Norwegian handball player and coach (born 1947)

Per Otto Furuseth (born 14 October 1947) is a Norwegian team handball player and coach, and sports official.

==Career==
Furuseth played 62 matches for the Norway men's national handball team during his active career, and played on club level for Refstad IL. In 1974 he won the Norwegian Championship, and in 1976 he won the Norwegian Men's Handball Cup, beating Stavanger IF in the final. He scored 3 goals in the final. In 1977 he won the Norwewgian Championship for a second time. In 1979 he won the title for a third time as a player-coach.

He was head coach for Norway's men's national team from 1979 to 1985. He did however not manage to qualify the team for either the Olympics or the World Cup.

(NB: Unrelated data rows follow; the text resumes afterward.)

Issue #535, opened 2016-08-08
for flat classpath should we try put dependencies in a separate directory by default?


jstrachan:
I saw this blog recently which was discussing why fat jars can be suboptimal:
http://product.hubspot.com/blog/the-fault-in-our-jars-why-we-stopped-building-fat-jars

each build requires re-downloading all jars again; even when no dependencies change.

I wonder if there's a way to promote base image sharing with flat classpath apps? e.g. if folks are doing CI/CD and doing lots of builds per day of the same microservice; most times its only the microservices's code changing; the dependencies will rarely change. So it'd be awesome if one docker layer was the dependencies; then another docker layer was the apps jar. Then this would promote docker caching.

I wonder if we could implement this by default by using a dependencies folder? e.g. for microservice foo we create an install like this...

```
/app
  foo.jar
  dependencies/
     jackson-core-2.7.4.jar
     ...
```

then the Dockerfile contains 2 ADD statements; one for the dependencies, one for the builds jar. 

Then hopefully docker will try cache the dependency layer as much as possible; which will help speed up docker builds, pushes, pulls

rhuss:
When we use flat classpath files (which really makes sense for speeding up deployments), then plainf caching should be already easily possible, if not already working. One would need to ensure the proper order of `ADD` commands used, so that dependencies come first. 

The alternative would be to operate with two images: One base image holding the dependencies and a sub-image holding only the application code. This would work even without relying on Docker caching to work. This approach could probably already done (since d-m-p supports already multiple images), although they will be built again for each run (but then also probably already fully cached when nothing changes). 

But working with one image is probably easier, so let's have a look how we add things today.

Also, in order to fully replace the previous hawt-app functionality something like #257 would be nice (although it could be realized with the dependency plugin, too, it makes sense add a simple classpath file generation from a classpath file, too).

jstrachan:
I watched this demo today; its a kinda argument for app servers (as in you only rebuild / deploy your WAR and they tend to be really tiny as if you stick to JEE then there's no dependencies in your WAR)
https://www.youtube.com/watch?v=aZH01HzUlww

its certainly a compelling argument; though personally its not quite compelling enough given the flexibility, simplicity & awesomeness of spring boot :)

So adding files individually sounds like it could make gazillions of images if a typical app has around 40 transitive dependencies and you have many images? Though if they are sorted in a good order; folks could share some base images across apps I guess (at the expense of docker image explosion).

[...]

PR #1387, opened 2020-10-05
Fix #554: Add support for multiple copy layers using multiple assemblies

### LINKED ISSUE #554: Support for multiple COPY layers
We have large folders inside our container and it would be nice if we could put them on different COPY layers. 
This could be archived for example with multiple assembly files, and for each assembly file create a different COPY statement in the dockerfile.

zer0keefie:
Fix #554 

This was largely motivated by the new Spring Boot support for building docker images. I wanted a similar result (separate layers for release dependencies, snapshot dependencies, and the project artifact) without having to switch maven plugins. It looked like the DockerFileBuilder already had enough support for what I needed, and I just had to add support for multiple assemblies.

I _think_ I hit all the points I was aiming for:
- Allow adding multiple <assembly> elements (in an <assemblies> element, because that seemed cleaner), and create a layer for each of those when generating the Dockerfile.
- Preserve the current semantics when a Dockerfile is supplied: require each <assembly> be referenced in a COPY command.
- Don't force a move to the <assemblies> format: <assembly> directly in <build> is still supported, and you can mix the two.
- Assemblies each have to have a unique name, to avoid collisions. I'm not positive that would happen, but I'd rather just avoid it.
- I think I have `docker:watch` working with multiple assemblies.
- As a result of that, JIB mode should work too.
- Updated the docs.

Because I had a specific use case, and I suspect it's pretty common, I added artifact descriptors for dependencies, release dependencies, and snapshot dependencies.

This covers #554, but I made no attempt to avoid the extra posts discussed in #535.


rhuss:
@zer0keefie Thanks a lot, that looks really awesome! Unfortunately, I'm quite loaded with work (hmm, probably don't have to tell that all the time as this probably always true ;-), and since this PR is not a small one, it might take a bit until I make my way through. At a first look, it looks like that all mandatory parts are included (like docs and tests). 

Going to jump on to this as quick as possible, but probably only on weekends. 

@rohanKanojia if you have some spare cycles it would be awesome if you could add some review comments, too.

rhuss:
Looks like that the latest rebase introduced a NPE in the e2e-tests.

rohanKanojia:
strange, I'll take a look into this possibly tomorrow.

src/main/java/io/fabric8/maven/docker/assembly/DockerAssemblyManager.java
```diff
@@ -237,24 +241,22 @@ void verifyGivenDockerfile(File dockerFile, BuildImageConfiguration buildConfig,
...
 
-        synchronized (trackArchiver) {
-            MappingTrackArchiver ta = (MappingTrackArchiver) trackArchiver;
-            ta.init(log, assemblyName);
+        synchronized (trackArchivers) {
+            trackArchivers.init(log, assemblyName);
             assembly.setId("tracker");
             assemblyArchiver.createArchive(assembly, assemblyName, "track", source, false, null);
-            return ta.getAssemblyFiles(mojoParams.getSession());
+            return trackArchivers.getAssemblyFiles(mojoParams.getSession(), assemblyName);
```
rohanKanojia, line 259: I think trackArchiver's destFile is no longer being set here after `assemblyArchiver.createArchive(assembly, assemblyName, "track", source, false, null);` call. This seems to be causing NullPointerException in MappingTrackArchiver#getAssemblyFiles() where `getDestFile()` is called. I think explicitly adding destfile should fix this problem:
```suggestion
            File trackArchiverDestFile = assemblyArchiver.createArchive(assembly, assemblyName, "track", source, false, null);
            trackArchivers.get(assemblyName).setDestFile(trackArchiverDestFile);

            return trackArchivers.getAssemblyFiles(mojoParams.getSession(), assemblyName);
```

rohanKanojia:
@zer0keefie : Thanks a lot for your contribution :heart: . This is a really nice feature. I think it would be nice if we had a quickstart for multiple assemblies mode. Could you please add a sample whenever you revisit this? Also, I would appreciate it if you could add an integration test for this so that someone doesn't accidentally break this in the future.

rohanKanojia:
I think there are a few Sonar Code Smells: https://sonarcloud.io/project/issues?id=io.fabric8%3Adocker-maven-plugin&pullRequest=1387&resolved=false&types=CODE_SMELL&q=is%3Aissue+is%3Aopen+sort%3Aupdated-desc

Would appreciate if you could address them too.

src/main/java/io/fabric8/maven/docker/config/BuildImageConfiguration.java
```diff
@@ -639,6 +666,24 @@ public String initAndValidate(Logger log) throws IllegalArgumentException {
             healthCheck.validate();
         }
 
+        List<AssemblyConfiguration> assemblyConfigurations = getAssemblyConfigurations();
+        if (!assemblyConfigurations.isEmpty()) {
+            Map<String, Integer> seenNames = new HashMap<>();
+            for (AssemblyConfiguration config : assemblyConfigurations) {
+                seenNames.compute(config.getName(), (k, v) -> v == null ? 1 : v + 1);
+            }
```
rohanKanojia, line 674: I see you're trying to find assembly names with the same name. Do you think we can use a `Set` here instead? [Set `add()`](https://docs.oracle.com/javase/6/docs/api/java/util/Set.html#add(E)) method returns false if the element already exists in the collection. I haven't tried this myself but this can be simplified like this:
```java
Set<String> assemblyNames = new HashSet<>();
for (AssemblyConfiguration assemblyConfiguration : assemblyConfigurations) {
    boolean wasElementAbsent = assemblyNames.add(assemblyConfiguration.getName());
    if (!wasElementAbsent) {
        log.error("Multiple assemblies use the name %s. Please assign each assembly a unique name.");
        throw new IllegalArgumentException("Assembly names must be unique");
    }
}
```

src/test/java/io/fabric8/maven/docker/config/BuildImageConfigurationTest.java
```diff
@@ -208,5 +209,19 @@ public void compression() {
...
+        BuildImageConfiguration config =
+                new BuildImageConfiguration.Builder().
+                        assemblies(Arrays.asList(assemblyConfigurationOne, assemblyConfigurationTwo)).build();
 
+        try {
+            config.initAndValidate(logger);
+        } catch (IllegalArgumentException expected) {
+            return;
+        }
+        fail("Should have failed.");
```
rohanKanojia, line 225: We can use the expected attribute of the `@Test` annotation to declare `IllegalArgumentException` to be thrown anywhere in the annotated test method like this: `@Test(expected = IllegalArgumentException.class)`

zer0keefie:
Thanks for all the feedback! I've incorporated the suggestions (and merged the latest commit from master), plus added a sample that uses multiple assemblies. I think I got most of the Sonar issues cleaned up, but I'll let the Sonar check tell me what I missed.

The Contributing guide recommended squashing the commits for a PR. I find it easier to keep track of what I changed if the incremental changes are separate commits, but I'll rebase and squash them together once everything looks good.

src/main/java/io/fabric8/maven/docker/config/BuildImageConfiguration.java
zer0keefie: For as long as I've been using Java, I never looked at the return value of Set.add(). This is much nicer.

src/main/java/io/fabric8/maven/docker/assembly/DockerAssemblyManager.java
zer0keefie: Huh, I must be missing something that was getting set up in the dependency injection, because I can't figure out how this was working before. It's definitely working with this change, though.

zer0keefie:
I think that covers everything. I've added the integration test, took care of most of the Sonar issues, and squashed all of the commits into a single one.

The two remaining code smells Sonar flagged are removing the deprecated code (for the single assembly at the top level) and replacing some unit tests with a single parameterized test. There didn't seem to be a good way to make those tests parameterized without having to rewrite a decent chunk of the tests or upgrading to JUnit 5.

rohanKanojia:
@zer0keefie : Hi, Sorry for the late reply. Thanks for taking the time to address my comments. It looks really good. I'll revisit your PR this weekend.

it/multi-assembly/pom.xml
```diff
@@ -0,0 +1,153 @@
...
+        <artifactId>dmp-it-parent</artifactId>
+        <version>0.34-SNAPSHOT</version>
+        <relativePath>../pom.xml</relativePath>
+    </parent>
+
+    <artifactId>dmp-multi-assembly</artifactId>
+    <version>0.34-SNAPSHOT</version>
+    <packaging>jar</packaging>
+
+    <description>Docker Maven Plugin Example with Spring Boot with Multiple Layers</description>
```
rohanKanojia, line 17:
```suggestion
    <description>Docker Maven Plugin Integration Test with Spring Boot with Multiple Layers</description>
```

it/multi-assembly/pom.xml
```diff
@@ -0,0 +1,153 @@
...
+            </plugin>
+            <plugin>
+                <groupId>org.springframework.boot</groupId>
+                <artifactId>spring-boot-maven-plugin</artifactId>
+                <version>${spring.version}</version>
+            </plugin>
+            <plugin>
+                <groupId>io.fabric8</groupId>
+                <artifactId>docker-maven-plugin</artifactId>
+                <version>0.34-SNAPSHOT</version>
```
rohanKanojia, line 93: I think you should either remove this(this would be picked from parent pom) or set as `$[project.version}`

samples/multi-assembly/pom.xml
```diff
@@ -0,0 +1,145 @@
+<?xml version="1.0" encoding="UTF-8"?>
```
rohanKanojia, line 1: Thanks for adding a sample :+1: . Could you please add a README.md file too regarding build instructions? Something like we have in JIB sample: https://github.com/fabric8io/docker-maven-plugin/tree/master/samples/spring-boot-with-jib

src/test/java/io/fabric8/maven/docker/assembly/DockerAssemblyManagerTest.java
```diff
@@ -2,22 +2,13 @@
...
-import io.fabric8.maven.docker.util.Logger;
-import io.fabric8.maven.docker.util.MojoParameters;
-import mockit.Expectations;
-import mockit.Injectable;
-import mockit.Mock;
-import mockit.MockUp;
-import mockit.Tested;
-import mockit.Verifications;
+import io.fabric8.maven.docker.util.*;
+import mockit.*;
```
rohanKanojia, line 11: nit, we usually avoid wildcard imports. I think this might be due to IDE configuration.

src/main/java/io/fabric8/maven/docker/assembly/DockerAssemblyManager.java
```diff
@@ -203,32 +201,47 @@ private void interpolateDockerfile(File dockerFile, BuildDirs params, FixedStrin
...
+    private String firstNonOptionArgument(String[] line) {
+        int i;
+        for (i = 1; i < line.length; i++) {
+            String component = line[i];
+            if (!component.startsWith("--")) {
+                return line[i];
+            }
+        }
+
+        return null;
```
rohanKanojia, line 223: nit, I think this can be simplified like this:
```java
return Arrays.stream(line)
        .skip(1)
        .filter(component -> !component.startsWith("--"))
        .findFirst()
        .orElse(null);
```

rohanKanojia (approved):
Thanks a lot :+1: .

it/multi-assembly/pom.xml
zer0keefie: Good catch. I removed it.

samples/multi-assembly/pom.xml
zer0keefie: You're welcome! I've added a README as requested.

src/test/java/io/fabric8/maven/docker/assembly/DockerAssemblyManagerTest.java
zer0keefie: I always forget to go turn that setting back off... I've replaced them with single imports.

samples/multi-assembly/pom.xml
rohanKanojia: Thanks a lot!

src/main/java/io/fabric8/maven/docker/assembly/DockerAssemblyManager.java
zer0keefie: That's much nicer; I'll do that instead.

rohanKanojia:
@zer0keefie : Thanks for addressing my comments. I've already approved your PR :heavy_check_mark: . Let's wait for Roland to review this(he is an expert on dmp); Hopefully it would be merged and available in next release

spmason:
Any update on this issue? I've been keeping an eye on it for a while now as it should help me to avoid pushing large images during dev testing

it/multi-assembly/src/main/java/io/fabric8/maven/sample/springboot/layers/Application.java
```diff
@@ -0,0 +1,29 @@
...
+                LOGGER.info("Hello from Spring Boot!");
+                SpringApplication.exit(applicationContext);
+            }
+        };
+    }
+
+    public static void main(String[] args) {
+        SpringApplication.run(Application.class);
+    }
+}
```
ohbus, line 29: Add an empty line

```suggestion
}

```

src/main/resources/assemblies/dependencies.xml
```diff
@@ -0,0 +1,24 @@
...
+        <fileSet>
+            <includes>
+                <include>classpath</include>
+            </includes>
+            <directory>${project.build.directory}/</directory>
+            <outputDirectory>.</outputDirectory>
+            <fileMode>0644</fileMode>
+        </fileSet>
+    </fileSets>
+</assembly>
```
ohbus, line 24: Add an empty line

```suggestion
</assembly>

```

samples/multi-assembly/src/main/java/io/fabric8/maven/sample/springboot/layers/Application.java
```diff
@@ -0,0 +1,29 @@
...
+                LOGGER.info("Hello from Spring Boot!");
+                SpringApplication.exit(applicationContext);
+            }
+        };
+    }
+
+    public static void main(String[] args) {
+        SpringApplication.run(Application.class);
+    }
+}
```
ohbus, line 29:
```suggestion
}

```

src/main/resources/assemblies/release-dependencies.xml
```diff
@@ -0,0 +1,16 @@
...
+        <dependencySet>
+            <useProjectArtifact>false</useProjectArtifact>
+            <excludes>
+                <exclude>*:*:*:*-SNAPSHOT</exclude>
+            </excludes>
+            <scope>runtime</scope>
+            <fileMode>0644</fileMode>
+        </dependencySet>
+    </dependencySets>
+</assembly>
```
ohbus, line 16: Add an extra line

```suggestion
</assembly>

```

src/main/resources/assemblies/snapshot-dependencies.xml
```diff
@@ -0,0 +1,16 @@
...
+        <dependencySet>
+            <useProjectArtifact>false</useProjectArtifact>
+            <includes>
+                <include>*:*:*:*-SNAPSHOT</include>
+            </includes>
+            <scope>runtime</scope>
+            <fileMode>0644</fileMode>
+        </dependencySet>
+    </dependencySets>
+</assembly>
```
ohbus, line 16: Add an extra line

```suggestion
</assembly>

```

src/test/java/io/fabric8/maven/docker/assembly/TrackArchiverCollectionTest.java
```diff
@@ -0,0 +1,77 @@
...
+        assertEquals(1, entries.size());
+        entry = entries.get(0);
+        assertEquals(tempFile2, entry.getSrcFile());
+        assertEquals(destination2, entry.getDestFile());
+
+        // Verify that updating a file in "deps" doesn't pollute "maven"
+        entries = files.getUpdatedEntriesAndRefresh();
+        assertEquals(0, entries.size());
+    }
+}
```
ohbus, line 77: Add an extra line

```suggestion
}

```

ohbus (approved):

zer0keefie:
I swear I have something wrong in my notification settings, so I just noticed there were some comments to address. I pulled in the suggested whitespace fixes.

rohanKanojia:
Hi, Sorry for late reply. I think we should get this in our upcoming release (0.35.0) let's try to get this merged by the end of coming week so that it's available in upcoming release

src/main/java/io/fabric8/maven/docker/assembly/DockerAssemblyManager.java
rhuss: Is this fix alread applied ? If not, would be cool to add it before merging.

rhuss (approved):
Thanks a lot for the pull request for this very valuable feature. Really like it.

Although I haven't dived into detail into the PR, the implementation looks straight forward and also thank you for taking care about all the extras around the code itself (samples, documentation, the property handler that is often forgotten ;-)

I suggest to merge this PR asap when the conflicts are resolved and the @rohanKanojia comments have been addressed. @rohanKanojia feel free to merge when you think its the right time for it.

src/main/asciidoc/inc/build/_configuration.adoc
```diff
@@ -8,6 +8,9 @@ of an image configuration. The following configuration options are supported:
 |===
 | Element | Description
 
+| <<config-image-build-assembly, *assemblies*>>
+| Specifies multiple assembly configurations as described in <<build-assembly,Build Assembly>>
+
```
rhuss, line 13: I think the enhanced assembly documentation is missing for the property style configuration. Could you please check and add it if missing there ?

rhuss:
ah yes, and an entry in `docs/changelog.md` would be very cool, too.

rhuss:
fyi, I resolved the conflicts as they seemed to be trivial to resolve.

src/main/java/io/fabric8/maven/docker/assembly/DockerAssemblyManager.java
rohanKanojia: I checked and seems like the fix is applied. I'm resolving this comment.

src/main/asciidoc/inc/build/_configuration.adoc
rohanKanojia: Are you talking about configuring assembly via properties? I'm trying this but somehow this isn't working

```
mvn docker:build -Ddocker.imagePropertyConfiguration=override \
  -Ddocker.from=fabric8/java-centos-openjdk8-jdk:1.5.6 \
  -Ddocker.cmd="java -jar /app/dmp-sample-multi-assembly-0.34-SNAPSHOT.jar" \
  -Ddocker.ports.1=8080 \
  -Ddocker.assemblies.1.descriptorRef=dependencies \
  -Ddocker.assemblies.1.name=deps \
  -Ddocker.assemblies.1.targetDir=/app/lib \
  -Ddocker.assemblies.2.descriptorRef=artifact \
  -Ddocker.assemblies.2.targetDir=/app
```

rohanKanojia:
I want to merge this PR and release 0.35.0, I think we can address the assembly property configuration section later on(I think it's some misconfiguration from my side), XMl configuration seems to be working fine.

Afterwards he worked with analysis at major international tournaments between 1982 and 2002. Meanwhile he was also the assistant general secretary for the Norwegian Handball Federation. In 2003 he was appointed Secretary General for the Norwegian Handball Federation. He left the position in 2010. Afterwards he has been a senior advisor to the federation.

Furuseth was awarded the Håndballstatuetten trophy from the Norwegian Handball Federation in 1999. In 2022 he was awarded the Norwegian Olympic and Paralympic Committee and Confederation of Sports's honorary award. He has also been awarded with the Swedish Handball Federation's 'högste utmärkelse' (eng: highest honour).